The alleged irregularities in allocation of coal blocks might take a toll on public sector banks, already stressed by poor credit offtake. While banks do not have direct exposure to the coal sector, huge loans to the power sector, a principal input for which is coal, has put banks at risk.
According to a recent report by Standard & Poor’s (S&P), Indian banks have a total exposure of $59.7 billion (7.2 per cent of their loans) to the power sector. Banks have already started evaluating their exposure to the power sector through stress tests. Corporation Bank, for instance, is planning a stress test in the power sector soon. “If projects don’t take off, it would put pressure on banks, though NPAs (non-performing assets) might not go up much. We do not have much exposure to the power sector, but we will carry out a stress test,” said Ajai Kumar, chairman and managing director.
State Bank of India, the country’s largest public sector bank, expects the issue of coal block allocation to be resolved in three to six months. The bank has an exposure of Rs 50,000 crore to the power sector, said Diwakar Gupta, managing director and chief financial officer.
“The coal issue has an indirect linkage to banks, as these have exposure to the power sector. There are reasons to believe the government is aware of the criticality of the ‘Coalgate’ issue, and would resolve it in good time,” Gupta said on Friday.

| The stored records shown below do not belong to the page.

PR #2572, opened 2018-11-09
Add OCaml client

RosalesJ:
----

Just add an OCaml client to the list of tldr clients.

### DIFF
--- a/README.md
+++ b/README.md
@@ -96,7 +96,7 @@ You can access these pages on your computer using one of the following clients:
   `stack install tldr`
 - [Node.js client](https://github.com/tldr-pages/tldr-node-client):
   `npm install -g tldr`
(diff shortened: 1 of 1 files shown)


README.md
```diff
@@ -96,6 +96,7 @@ You can access these pages on your computer using one of the following clients:
   `stack install tldr`
 - [Node.js client](https://github.com/tldr-pages/tldr-node-client):
   `npm install -g tldr`
+- [OCaml client](https://github.com/RosalesJ/tldr.git): `opam install tldr`
```
pxgamer: Is this mean to be pointing to the following?
```suggestion
- [OCaml client](https://github.com/RosalesJ/tldr-ocaml): `opam install tldr`
```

Currently, 50,000 Mw of power generation capacity, with an investment of about Rs 2.5 lakh crore, is under different stages of implementation. Excluding the Rs 50,000-70,000 crore of promoters’ contribution, the total funding to the sector was close to Rs 1.75 lakh crore, said Gupta. “The amount is large, but it doesn’t mean everything will be under stress,” he added.
United Bank of India, which has direct exposure of about Rs 800 crore to the power sector, has also started evaluating the financial status of power companies, as well as their future coal linkages. “Internally, we have started investigating the issue by talking to stakeholders at different levels. Most of the loans to the power sector are through consortium-lending. So, there are meetings at the level of bankers as well,” said Bhaskar Sen, chairman and managing director, United Bank of India.
In its report, S&P had stated the proposal to restructure debts of state-owned power distribution companies was a short-term solution.
The threat of more coal blocks being deallocated also looms large. Already, four blocks have been deallocated. “Whether banks would have more NPAs if coal block allocations are cancelled is a hypothetical question. We need to see how power companies can secure coal, if that coal (from deallocated blocks) is unavailable,” said K R Kamath, chairman and managing director, Punjab National Bank.
Earlier, a Comptroller and Auditor General report had questioned the allocation of coal blocks by the government. It had estimated a loss of Rs 1.86 lakh crore to the exchequer through irregularities in the process. The report had named several companies, including Essar Power, Hindalco, Tata Steel, Tata Power and Jindal Steel and Power, which had secured blocks in various states.